- EXERCISE DETAILS
The output should be every line below that includes the word "write".

- DATA SECTION
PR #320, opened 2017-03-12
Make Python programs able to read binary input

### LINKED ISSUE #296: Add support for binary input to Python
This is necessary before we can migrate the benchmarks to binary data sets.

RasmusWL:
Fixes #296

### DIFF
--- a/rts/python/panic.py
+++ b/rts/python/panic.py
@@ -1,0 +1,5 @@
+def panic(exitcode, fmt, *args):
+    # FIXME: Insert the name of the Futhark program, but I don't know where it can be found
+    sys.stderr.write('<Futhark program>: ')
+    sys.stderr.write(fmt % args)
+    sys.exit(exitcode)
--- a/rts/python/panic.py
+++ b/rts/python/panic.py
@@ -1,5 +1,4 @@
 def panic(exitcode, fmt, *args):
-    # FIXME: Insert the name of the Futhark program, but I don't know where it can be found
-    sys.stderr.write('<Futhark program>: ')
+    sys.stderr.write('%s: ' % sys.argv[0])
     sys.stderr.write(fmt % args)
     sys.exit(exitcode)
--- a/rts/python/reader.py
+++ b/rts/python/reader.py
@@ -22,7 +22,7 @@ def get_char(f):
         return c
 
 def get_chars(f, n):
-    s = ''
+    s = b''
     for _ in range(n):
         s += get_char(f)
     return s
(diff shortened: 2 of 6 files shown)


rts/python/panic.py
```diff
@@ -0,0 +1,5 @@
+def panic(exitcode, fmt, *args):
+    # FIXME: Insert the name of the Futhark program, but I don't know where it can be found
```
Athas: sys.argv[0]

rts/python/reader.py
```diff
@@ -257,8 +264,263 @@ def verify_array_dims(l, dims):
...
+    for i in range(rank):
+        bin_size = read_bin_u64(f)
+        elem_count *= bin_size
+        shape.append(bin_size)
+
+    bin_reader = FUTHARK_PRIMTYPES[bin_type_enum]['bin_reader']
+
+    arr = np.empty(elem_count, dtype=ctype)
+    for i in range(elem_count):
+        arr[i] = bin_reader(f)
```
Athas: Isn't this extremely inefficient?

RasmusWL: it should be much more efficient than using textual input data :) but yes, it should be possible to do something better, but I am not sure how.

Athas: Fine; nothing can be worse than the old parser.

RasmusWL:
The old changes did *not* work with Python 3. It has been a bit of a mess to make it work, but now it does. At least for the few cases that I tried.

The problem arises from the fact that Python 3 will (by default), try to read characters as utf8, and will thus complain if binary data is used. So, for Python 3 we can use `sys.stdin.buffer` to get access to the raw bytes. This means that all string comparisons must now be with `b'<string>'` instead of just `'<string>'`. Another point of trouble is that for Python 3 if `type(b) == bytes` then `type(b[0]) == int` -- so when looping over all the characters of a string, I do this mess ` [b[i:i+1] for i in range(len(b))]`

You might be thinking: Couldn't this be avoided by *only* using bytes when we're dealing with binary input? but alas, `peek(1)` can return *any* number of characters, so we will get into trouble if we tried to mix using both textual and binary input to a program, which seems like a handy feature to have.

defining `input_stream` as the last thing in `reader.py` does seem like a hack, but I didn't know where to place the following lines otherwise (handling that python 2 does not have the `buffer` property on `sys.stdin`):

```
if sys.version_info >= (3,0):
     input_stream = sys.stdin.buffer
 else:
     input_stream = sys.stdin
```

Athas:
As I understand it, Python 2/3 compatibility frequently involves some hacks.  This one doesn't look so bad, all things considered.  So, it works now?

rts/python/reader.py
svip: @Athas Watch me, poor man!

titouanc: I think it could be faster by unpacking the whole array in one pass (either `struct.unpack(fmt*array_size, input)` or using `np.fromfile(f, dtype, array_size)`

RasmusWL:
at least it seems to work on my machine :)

--

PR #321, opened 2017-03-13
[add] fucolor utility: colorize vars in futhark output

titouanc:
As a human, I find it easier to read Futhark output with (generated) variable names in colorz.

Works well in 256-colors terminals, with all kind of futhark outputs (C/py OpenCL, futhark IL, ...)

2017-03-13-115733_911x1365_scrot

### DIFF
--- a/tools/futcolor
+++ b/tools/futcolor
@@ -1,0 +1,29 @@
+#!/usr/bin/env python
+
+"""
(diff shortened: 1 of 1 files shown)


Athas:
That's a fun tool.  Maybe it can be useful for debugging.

- ANSWER SPACE
+    sys.stderr.write('<Futhark program>: ')
+    sys.stderr.write(fmt % args)
-    sys.stderr.write('<Futhark program>: ')
+    sys.stderr.write('%s: ' % sys.argv[0])
     sys.stderr.write(fmt % args)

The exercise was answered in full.